# I hate my life.. Warning this is LONG



## Madbunny (Aug 9, 2011)

I cannot believe that I am where I am.I am once again angry and hurt.I had spoken to my sister the week before Christmas and she told me that my mother in law asked her WTF is wrong with me,I was completely taken aback as to what this was about.
Apparently she is upset that I am not taking care of her son (not cooking and cleaning) as a proper wife should do. I admit i do hate cooking,but I did cook and I clean the house maybe not spotless but it is clean.

I do work about 36 hrs per week.My husband is now unemployed due to his company not having enough work contracts and too many employees.All of a sudden my husband has been obsessed with doing the cooking and shopping and cleaning the kitchen.

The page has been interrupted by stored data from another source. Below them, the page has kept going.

PR #77, opened 2020-11-02
feat(collateralization): get the total collateralization of the system

nud3l:


savudani8:
Might need to rename `getCollateralization` and `getTotalCollateralization` to `getVaultCollateralization` and `getSystemCollateralization` in the future.

Also, it looks like there's a problem with your commit signature.

savudani8 (approved):

PR #82, opened 2020-11-03
feat: Query btc txs by op_return

savudani8:


package.json
```diff
@@ -1,6 +1,6 @@
 {
   "name": "@interlay/polkabtc",
-  "version": "0.3.2",
+  "version": "0.4.2",
```
nud3l, line 3: Can you update to 0.4.0? Should reset the patch indicator.

src/apis/btc-core.ts
```diff
@@ -1,31 +1,56 @@
-import { BlockApi, Status, TxApi } from "@interlay/esplora-btc-api";
+import { BlockApi, Status, TxApi, ScripthashApi, Transaction } from "@interlay/esplora-btc-api";
 import { AxiosResponse } from "axios";
+import * as bitcoinjs from "bitcoinjs-lib";
 
 const mainnetApiBasePath = "https://blockstream.info/api";
-const testnetApiBasePath = "https://blockstream.info/testnet/api";
+const testnetApiBasePath = "https://electr-testnet.do.polkabtc.io";
```
nud3l, line 6: Why are we declaring this here actually? We should use the definition directly from https://github.com/interlay/esplora-btc-api/blob/master/api.yaml#L8

src/apis/btc-core.ts
```diff
@@ -1,31 +1,56 @@
...
+}
+
 export interface BTCCoreAPI {
     getLatestBlock(): Promise<string>;
     getLatestBlockHeight(): Promise<number>;
     getMerkleProof(txid: string): Promise<string>;
     getTransactionStatus(txid: string): Promise<TxStatus>;
     getTransactionBlockHeight(txid: string): Promise<number | undefined>;
     getRawTransaction(txid: string): Promise<Buffer>;
+    getTxByOpcode(opcode: string): Promise<string>;
```
nud3l, line 41: can you rename to `getTxIdByOpcode` since we don't want to return the full transaction but rather just the id.

nud3l (changes requested):

src/apis/btc-core.ts
savudani8: Good point. Then I'll change the testnet server URL to our node in the esplora wrapper

savudani8: I've had a look over docs and tutorials, and the `servers` object in OpenAPI only serves for showing a drop-down of available servers on swagger. It doesn't seem to be accessible once the API code is generated.
https://idratherbewriting.com/learnapidoc/pubapis_openapi_step3_servers_object.html

Nonetheless, I'll update esplora-btc-api anyways

nud3l: Ah, ok. Thanks, I wasn't aware of that. Then we'll keep it as is!

nud3l (approved):

PR #92, opened 2020-11-07
Vaults - Handle "no tokens issued" error

savudani8:


src/apis/vaults.ts
```diff
@@ -135,12 +142,15 @@ export class DefaultVaultsAPI {
...
      */
-    async getTotalCollateralization(): Promise<number> {
+    async getSystemCollateralization(): Promise<number | undefined> {
         const customAPIRPC = this.api.rpc as any;
         try {
             const collateralization = await customAPIRPC.vaultRegistry.getTotalCollateralization();
             return this.scaleUsingParachainGranularity(collateralization);
         } catch (e) {
+            if (this.isNoTokensIssuedError(e)) {
+                return Promise.resolve(undefined);
```
gregdhill, line 152: I'm not sure about returning undefined here, would we be able to just return `0` instead?

savudani8: We're returning undefined because that's how we handle infinite collateralization in the UI

See here:
https://gitlab.com/interlay/polkabtc-ui/-/blob/dev/src/common/types/vault.types.ts#L15

https://gitlab.com/interlay/polkabtc-ui/-/blob/dev/src/common/components/vault-table/vault-table.tsx#L141

gregdhill (approved):

PR #94, opened 2020-11-09
feat(btc-relay): get stable confirmations param from btc-relay

gregdhill:


savudani8 (approved):
These rpc functions are quite hard to unit test because polkadot-js does not generate proper types for them. Instead, an integration test for this getter would be useful

nud3l (approved):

Honestly I don't know what to think.I like not having to come home from work and cook all the time,however I dislike having no say as to what is for dinner.(i shut up about that though

)He is also crazy now about there being anything on the counters or in the sink.He will now jump up the second his food is swallowed and commence to washing the dishes

.Prior to this he never washed a dish in 18 years.And he makes a big show of it..I don't get it.Anyways I confronted him about his mother as to where she would get that idea

.He played completely dumb and denied even talking to his mom,so i assume he is either full of S*** or he whined to his brother and he said something.

Either way I am now pissed about it ,as I never gave up cooking.He sort of took it over.He always complained about the way I did things and would stand over me asking"did you add garlic and pepper?" "you need to turn those" "turn the flame up"He would also ridicule me for not being good at making everything come out even.

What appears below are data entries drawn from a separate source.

PR #121, opened 2020-11-11
feat: add boolean checks for active / inactive stake

gregdhill:

### DIFF
--- a/src/apis/staked-relayer.ts
+++ b/src/apis/staked-relayer.ts
@@ -11,6 +11,8 @@ export interface StakedRelayerAPI {
     map(): Promise<Map<AccountId, ActiveStakedRelayer>>;
     getPagedIterator(perPage: number): AsyncGenerator<ActiveStakedRelayer[]>;
     get(activeStakedRelayerId: AccountId): Promise<ActiveStakedRelayer>;
+    isStakedRelayerActive(stakedRelayerId: AccountId): Promise<boolean>;
+    isStakedRelayerInactive(stakedRelayerId: AccountId): Promise<boolean>;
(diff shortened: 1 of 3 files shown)


src/apis/staked-relayer.ts
```diff
@@ -57,6 +59,16 @@ export class DefaultStakedRelayerAPI implements StakedRelayerAPI {
...
     }
 
+    async isStakedRelayerActive(stakedRelayerId: AccountId): Promise<boolean> {
+        const active = await this.api.query.stakedRelayers.activeStakedRelayers(stakedRelayerId);
+        return active.stake.gt(new BN(0));
+    }
+
+    async isStakedRelayerInactive(stakedRelayerId: AccountId): Promise<boolean> {
+        const inactive = await this.api.query.stakedRelayers.inactiveStakedRelayers(stakedRelayerId);
+        return inactive.stake.gt(new BN(0));
```
savudani8, line 69: If the relayer is inactive, shouldn't the stake be less than the `STAKED_RELAYER_STAKE` (https://interlay.gitlab.io/polkabtc-spec/spec/staked-relayers.html#function-sequence)?

So something like `inactive.stake.lt(constants.getStakedRelayersMinimumStake())`

gregdhill: So `STAKED_RELAYER_STAKE` is only used for registration, after which if the storage entry for `ActiveStakedRelayers` or `InactiveStakedRelayers` contains a non-zero stake then the account is registered. An account may set themselves as idle (which moves the staked relayer storage entry to inactive) or more likely they are inactive when 'bonding' - we wait a period of blocks before automatically activating the staked relayer.

savudani8 (approved):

I admit I have a hard time making more than 2 things at a time.He has even stood over me while making him a sandwich and told me exactly how to place the meat cheese tomato etc, and when I told him to just relax and I had made a sandwich before( jokingly) he said "well i would do it like this"then went on to rave about how his mom makes sandwiches

Being around him makes me tense as I feel like I can't do anything how he would or his mom uggh.So for Christmas dinner I made a prime rib and potatoes and salad etc I spent all day in the kitchen.After dinner he jumps up and clears plates and makes a big show of it and his mom is looking at him all starry eyed saying what a good boy he is(GAG)

He took the laundry from me as well(his own) He didn't like the way i did it, so I didn't fight I just let him do it,I wash everything else.This evening I talk to my sister again MIL is once again asking what is my problem.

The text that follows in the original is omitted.